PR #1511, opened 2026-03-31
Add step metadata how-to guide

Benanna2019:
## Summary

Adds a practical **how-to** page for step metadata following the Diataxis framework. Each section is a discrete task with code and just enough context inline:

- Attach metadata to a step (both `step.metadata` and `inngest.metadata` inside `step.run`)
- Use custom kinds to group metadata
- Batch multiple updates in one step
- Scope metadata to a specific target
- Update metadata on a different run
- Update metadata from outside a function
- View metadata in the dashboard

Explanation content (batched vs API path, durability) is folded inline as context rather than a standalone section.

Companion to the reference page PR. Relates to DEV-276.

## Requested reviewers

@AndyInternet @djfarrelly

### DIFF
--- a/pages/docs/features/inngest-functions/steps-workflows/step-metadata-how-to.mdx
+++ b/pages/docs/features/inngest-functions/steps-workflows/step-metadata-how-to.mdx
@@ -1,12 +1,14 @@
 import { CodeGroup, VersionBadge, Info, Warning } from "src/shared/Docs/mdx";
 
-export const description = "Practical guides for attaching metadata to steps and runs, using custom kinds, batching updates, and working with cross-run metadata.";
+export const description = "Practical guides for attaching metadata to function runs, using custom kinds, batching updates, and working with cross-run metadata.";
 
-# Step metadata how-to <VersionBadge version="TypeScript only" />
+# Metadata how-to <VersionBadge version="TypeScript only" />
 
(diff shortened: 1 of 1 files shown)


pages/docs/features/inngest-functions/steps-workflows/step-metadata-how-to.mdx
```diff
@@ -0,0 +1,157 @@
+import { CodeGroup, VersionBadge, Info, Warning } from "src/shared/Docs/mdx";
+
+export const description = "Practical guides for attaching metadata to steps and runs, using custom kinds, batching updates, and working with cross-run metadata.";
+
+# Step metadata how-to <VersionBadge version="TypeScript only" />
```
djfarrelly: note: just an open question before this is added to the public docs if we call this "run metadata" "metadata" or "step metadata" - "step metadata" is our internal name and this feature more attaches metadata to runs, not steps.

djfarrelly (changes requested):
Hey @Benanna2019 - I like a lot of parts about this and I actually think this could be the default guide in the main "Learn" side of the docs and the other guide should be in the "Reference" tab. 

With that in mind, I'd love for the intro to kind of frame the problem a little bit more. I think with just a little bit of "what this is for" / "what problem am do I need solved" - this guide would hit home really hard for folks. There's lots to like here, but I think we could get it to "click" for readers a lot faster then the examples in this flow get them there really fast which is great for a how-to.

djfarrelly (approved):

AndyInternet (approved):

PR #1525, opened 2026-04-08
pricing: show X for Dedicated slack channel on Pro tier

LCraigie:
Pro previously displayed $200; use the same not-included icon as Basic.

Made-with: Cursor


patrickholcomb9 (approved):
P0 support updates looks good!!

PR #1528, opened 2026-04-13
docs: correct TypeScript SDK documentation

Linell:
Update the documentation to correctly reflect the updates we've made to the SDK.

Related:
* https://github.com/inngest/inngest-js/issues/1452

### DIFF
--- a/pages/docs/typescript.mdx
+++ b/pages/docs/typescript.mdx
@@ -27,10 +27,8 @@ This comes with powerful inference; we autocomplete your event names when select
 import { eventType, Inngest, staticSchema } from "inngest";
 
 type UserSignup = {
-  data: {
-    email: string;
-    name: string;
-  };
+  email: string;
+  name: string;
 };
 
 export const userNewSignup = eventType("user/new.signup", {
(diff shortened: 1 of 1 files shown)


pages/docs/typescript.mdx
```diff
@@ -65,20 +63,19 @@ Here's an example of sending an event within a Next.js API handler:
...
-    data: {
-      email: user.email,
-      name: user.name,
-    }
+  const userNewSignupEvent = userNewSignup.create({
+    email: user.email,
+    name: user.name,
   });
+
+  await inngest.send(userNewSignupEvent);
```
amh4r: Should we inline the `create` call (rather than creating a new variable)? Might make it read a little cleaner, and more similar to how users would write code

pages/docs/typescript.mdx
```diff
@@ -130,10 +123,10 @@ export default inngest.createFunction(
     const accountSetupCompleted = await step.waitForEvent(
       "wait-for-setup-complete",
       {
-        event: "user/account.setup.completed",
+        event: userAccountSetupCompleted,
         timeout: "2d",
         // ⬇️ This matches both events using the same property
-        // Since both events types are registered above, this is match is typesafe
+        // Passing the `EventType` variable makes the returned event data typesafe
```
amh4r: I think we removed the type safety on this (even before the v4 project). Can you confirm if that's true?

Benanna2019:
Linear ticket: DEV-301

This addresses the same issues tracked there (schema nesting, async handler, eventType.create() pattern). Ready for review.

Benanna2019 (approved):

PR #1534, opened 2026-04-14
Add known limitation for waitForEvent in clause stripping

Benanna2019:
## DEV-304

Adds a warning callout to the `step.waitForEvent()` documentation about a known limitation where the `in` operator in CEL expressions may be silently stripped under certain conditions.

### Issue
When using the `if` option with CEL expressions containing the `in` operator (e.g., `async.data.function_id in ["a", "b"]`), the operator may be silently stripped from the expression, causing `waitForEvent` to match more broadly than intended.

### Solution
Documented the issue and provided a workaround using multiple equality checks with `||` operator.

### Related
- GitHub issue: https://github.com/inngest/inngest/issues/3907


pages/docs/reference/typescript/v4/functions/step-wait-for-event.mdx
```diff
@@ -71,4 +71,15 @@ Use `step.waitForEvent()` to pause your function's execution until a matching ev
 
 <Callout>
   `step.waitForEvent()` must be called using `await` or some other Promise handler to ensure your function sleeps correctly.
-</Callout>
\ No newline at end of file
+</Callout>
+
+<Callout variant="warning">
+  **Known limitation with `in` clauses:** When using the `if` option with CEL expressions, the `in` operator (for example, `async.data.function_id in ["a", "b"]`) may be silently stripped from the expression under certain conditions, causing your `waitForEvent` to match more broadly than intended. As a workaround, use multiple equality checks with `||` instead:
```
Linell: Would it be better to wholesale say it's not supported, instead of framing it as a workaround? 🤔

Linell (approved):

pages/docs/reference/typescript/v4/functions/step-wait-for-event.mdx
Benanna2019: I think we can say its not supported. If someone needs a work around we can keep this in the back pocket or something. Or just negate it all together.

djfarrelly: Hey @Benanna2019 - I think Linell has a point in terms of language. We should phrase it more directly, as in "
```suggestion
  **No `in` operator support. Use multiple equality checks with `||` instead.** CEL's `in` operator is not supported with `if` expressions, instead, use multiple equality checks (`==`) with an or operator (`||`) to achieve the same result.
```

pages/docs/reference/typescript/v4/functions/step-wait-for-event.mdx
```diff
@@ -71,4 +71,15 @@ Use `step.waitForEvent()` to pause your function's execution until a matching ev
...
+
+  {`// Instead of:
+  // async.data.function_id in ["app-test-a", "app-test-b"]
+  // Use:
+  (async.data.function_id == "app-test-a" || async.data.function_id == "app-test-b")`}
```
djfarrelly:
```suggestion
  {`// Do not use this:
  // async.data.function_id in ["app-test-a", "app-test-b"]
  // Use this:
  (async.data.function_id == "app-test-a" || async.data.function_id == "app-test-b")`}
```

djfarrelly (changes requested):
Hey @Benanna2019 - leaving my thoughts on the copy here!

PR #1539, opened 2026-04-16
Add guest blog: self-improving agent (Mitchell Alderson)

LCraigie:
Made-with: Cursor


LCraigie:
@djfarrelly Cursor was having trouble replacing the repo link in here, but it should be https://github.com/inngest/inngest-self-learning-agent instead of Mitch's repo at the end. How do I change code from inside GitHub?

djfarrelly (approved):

= = = = = = =

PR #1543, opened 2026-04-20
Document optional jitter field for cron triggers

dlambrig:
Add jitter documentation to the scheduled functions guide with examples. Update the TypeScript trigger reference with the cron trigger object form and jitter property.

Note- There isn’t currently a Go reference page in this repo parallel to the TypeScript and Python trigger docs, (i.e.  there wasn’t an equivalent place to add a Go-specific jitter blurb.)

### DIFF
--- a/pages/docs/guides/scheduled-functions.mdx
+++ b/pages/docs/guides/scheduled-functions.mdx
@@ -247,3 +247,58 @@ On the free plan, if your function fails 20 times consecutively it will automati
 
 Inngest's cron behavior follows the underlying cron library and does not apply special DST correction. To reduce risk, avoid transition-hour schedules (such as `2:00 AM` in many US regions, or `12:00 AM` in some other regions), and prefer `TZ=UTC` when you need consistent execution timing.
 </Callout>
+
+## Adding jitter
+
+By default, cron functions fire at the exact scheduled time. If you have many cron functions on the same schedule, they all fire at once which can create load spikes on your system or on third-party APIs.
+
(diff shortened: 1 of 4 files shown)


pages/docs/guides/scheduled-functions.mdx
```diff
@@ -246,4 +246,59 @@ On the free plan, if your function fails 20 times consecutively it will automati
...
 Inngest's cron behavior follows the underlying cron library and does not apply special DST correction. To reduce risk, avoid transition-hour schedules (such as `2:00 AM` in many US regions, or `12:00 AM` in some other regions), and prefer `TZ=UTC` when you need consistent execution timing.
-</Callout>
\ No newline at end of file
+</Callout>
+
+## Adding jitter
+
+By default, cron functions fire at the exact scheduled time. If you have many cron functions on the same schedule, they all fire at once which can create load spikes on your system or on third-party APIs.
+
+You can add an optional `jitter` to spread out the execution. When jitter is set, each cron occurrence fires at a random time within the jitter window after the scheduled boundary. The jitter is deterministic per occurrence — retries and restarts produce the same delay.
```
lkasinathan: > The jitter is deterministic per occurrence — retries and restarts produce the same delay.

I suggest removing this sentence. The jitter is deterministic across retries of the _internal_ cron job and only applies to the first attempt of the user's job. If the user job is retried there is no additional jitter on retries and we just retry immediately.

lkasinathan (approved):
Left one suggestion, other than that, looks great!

= = = = = = =

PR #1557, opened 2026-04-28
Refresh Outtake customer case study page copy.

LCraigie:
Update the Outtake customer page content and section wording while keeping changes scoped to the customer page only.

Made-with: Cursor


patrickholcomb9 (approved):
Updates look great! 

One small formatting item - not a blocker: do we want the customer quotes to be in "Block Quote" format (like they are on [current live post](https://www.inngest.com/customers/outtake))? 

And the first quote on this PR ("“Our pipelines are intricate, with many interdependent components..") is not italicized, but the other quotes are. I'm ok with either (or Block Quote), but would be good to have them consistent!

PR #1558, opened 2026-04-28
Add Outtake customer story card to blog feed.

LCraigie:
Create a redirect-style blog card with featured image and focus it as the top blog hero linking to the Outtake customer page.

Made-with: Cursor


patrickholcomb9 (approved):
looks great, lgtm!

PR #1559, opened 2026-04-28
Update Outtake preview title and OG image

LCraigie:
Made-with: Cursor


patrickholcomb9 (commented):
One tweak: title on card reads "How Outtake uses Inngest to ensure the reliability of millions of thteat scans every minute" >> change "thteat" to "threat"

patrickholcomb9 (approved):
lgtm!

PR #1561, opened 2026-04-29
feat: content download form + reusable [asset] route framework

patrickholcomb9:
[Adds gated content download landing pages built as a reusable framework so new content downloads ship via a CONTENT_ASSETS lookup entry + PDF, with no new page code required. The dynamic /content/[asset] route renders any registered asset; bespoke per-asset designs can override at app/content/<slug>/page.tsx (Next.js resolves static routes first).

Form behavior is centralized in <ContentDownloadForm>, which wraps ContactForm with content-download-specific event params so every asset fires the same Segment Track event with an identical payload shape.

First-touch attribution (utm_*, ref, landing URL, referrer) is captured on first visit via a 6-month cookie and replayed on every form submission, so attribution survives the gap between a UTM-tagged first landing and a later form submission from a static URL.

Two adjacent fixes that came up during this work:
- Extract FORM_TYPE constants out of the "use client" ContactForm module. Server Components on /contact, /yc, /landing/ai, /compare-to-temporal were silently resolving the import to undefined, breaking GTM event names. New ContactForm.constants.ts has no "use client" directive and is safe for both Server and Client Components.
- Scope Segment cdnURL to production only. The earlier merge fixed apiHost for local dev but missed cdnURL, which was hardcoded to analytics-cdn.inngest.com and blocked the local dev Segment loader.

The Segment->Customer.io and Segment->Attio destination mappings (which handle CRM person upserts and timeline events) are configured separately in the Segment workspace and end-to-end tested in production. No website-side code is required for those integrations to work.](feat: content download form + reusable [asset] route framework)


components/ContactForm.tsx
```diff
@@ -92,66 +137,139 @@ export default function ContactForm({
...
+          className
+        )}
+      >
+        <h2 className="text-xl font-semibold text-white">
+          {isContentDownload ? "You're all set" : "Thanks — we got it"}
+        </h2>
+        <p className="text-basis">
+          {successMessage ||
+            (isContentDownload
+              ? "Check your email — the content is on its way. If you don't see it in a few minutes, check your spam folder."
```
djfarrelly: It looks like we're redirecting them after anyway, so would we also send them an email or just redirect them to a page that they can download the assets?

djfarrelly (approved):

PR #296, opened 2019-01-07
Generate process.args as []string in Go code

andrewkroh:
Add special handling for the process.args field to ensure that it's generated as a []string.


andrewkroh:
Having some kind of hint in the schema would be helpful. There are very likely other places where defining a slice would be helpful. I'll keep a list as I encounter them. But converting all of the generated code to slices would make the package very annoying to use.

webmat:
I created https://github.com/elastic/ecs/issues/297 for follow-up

= = = = = = =

WHAT IS EXPECTED: In the material above, find each line that has the string "great" and return it.

TASK RESULT:
With that in mind, I'd love for the intro to kind of frame the problem a little bit more. I think with just a little bit of "what this is for" / "what problem am do I need solved" - this guide would hit home really hard for folks. There's lots to like here, but I think we could get it to "click" for readers a lot faster then the examples in this flow get them there really fast which is great for a how-to.
Left one suggestion, other than that, looks great!
Updates look great! 
looks great, lgtm!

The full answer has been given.